Note that if one of the tests is a reference or “gold standard,” then the bias is based on the difference between the new test’s result and the “true value” of the quantity being measured, and hence a measure of accuracy.10 For these cases, the CCC can be said to measure accuracy as well as consistency. But when neither test is a gold standard, it is not appropriate to state that CCC also provides a measure of accuracy.

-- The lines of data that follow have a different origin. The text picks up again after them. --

Issue #1922, opened 2024-06-10
Exit with a different return code for a failed scan


Oh-Py-God:
**What would you like to be added**:
Set the return code to a different number other than `0` or `1` when a scan fails.
There may be 1 or more than 1 error codes for failed scans. For example, the image was not found or the image could not be fetched due to a network issue.

**Why is this needed**:
As of grype version 0.78.0, `-f` / `--fail-on` would set the return code to `1` in case a vulnerability is found greater than the threshold.
However, this does not handle the scenarios where a scan fails due to any particular reason.

While using grype in a CI/CD pipeline, this would be helpful to know if the scan failed or the threshold was crossed.

**Additional context**:
As shown in the attached image, grype returns `1` at both the scenarios:
* Scenario 1: Grype discovered vulnerabilities at or above the severity threshold.
* Scenario 2: Grype scan failed as image pull failed.

![image](https://github.com/anchore/grype/assets/45123449/781ac2ce-d3c4-44fe-b569-8ca855f271ba)

tgerla:
Hi @Oh-Py-God, thank you for the request. We will put this in the backlog. Is this something you're interested in working on? We are happy to help get you started if so. Thanks!

Oh-Py-God:
@tgerla I'd like to work on the fix for this. Let me know the steps please.

devodev:
I'd like to tackle this so we can then update scan-action and close https://github.com/anchore/scan-action/issues/390.

First we need a prerequisite PR in clio to be able to return a different exit code based on the error returned from the root cmd.
I opened a PR to add that capability to clio here: https://github.com/anchore/clio/pull/110

devodev:
@kzantow I think this was closed prematurely. I opened a draft PR to address this issue here: https://github.com/anchore/grype/pull/2575.

devodev:
Also the 0.91.0 release mistakenly mentions this issue as done: https://github.com/anchore/grype/releases/tag/v0.91.0

PR #2575, opened 2025-04-01
feat: return exit code 2 for --fail-on errors

devodev:
Return exit code 2 from the CLI when `--fail-on <severity>` flag is used to differentiate from grype-specific errors.

Use new `MapExitCode` feature of clio added in: https://github.com/anchore/clio/pull/110.

Fixes: #1922


cmd/grype/cli/cli.go
```diff
@@ -70,6 +72,14 @@ func create(id clio.Identification) (clio.Application, *cobra.Command) {
 		).
 		WithPostRuns(func(_ *clio.State, _ error) {
 			stereoscope.Cleanup()
+		}).
+		WithMapExitCode(func(err error) int {
+			// return exit code 2 to indicate when a vulnerability severity is discovered
+			// that is equal or above the given --fail-on severity value.
+			if errors.Is(err, grypeerr.ErrAboveSeverityThreshold) {
+				return 2
```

As with the ICC, the CCC can be modified to handle replications or repeated measurements.11-13 Carrasco and Jover14 have shown that, in the case of no replications, the CCC is identical to an ICC defined using a two-way ANOVA model rather than a one-way ANOVA (see also Nickerson15). A detailed accounting of how the different versions of the CCC and ICC may be found in Chen and Barnhart.12,13,16

Scatterplots of simulated data based on two scenarios are displayed in Figure 2 to further illustrate the differences among these correlations. For the first scenario (see Figure 2A), the fitted regression line (solid red) falls close to the 45° line (dashed black), demonstrating that the tests tend to give similar results. The Pearson correlation coefficient (ρ), ICC, and CCC are all large, further indicating good agreement. The second scenario (see Figure 2B) shows that results from Test 2 are consistently greater than results for Test 1. The ICC and CCC are decreased, indicating poor agreement. The Pearson correlation coefficient is unchanged, as it is unable to detect this departure from the 45° line.

Figure 2
figure 2

Scatterplots and correlation values for two tests

In their paper, Dunet et al1 use both Bland and Altman’s limits of agreement and Lin’s concordance correlation coefficient to assess the agreement between software packages. These two methods provide complementary pieces of information. The limits of agreement are useful for determining, when test results differ, whether those differences are likely to be clinically significant; use of the CCC yields a concise summary of the consistency and bias.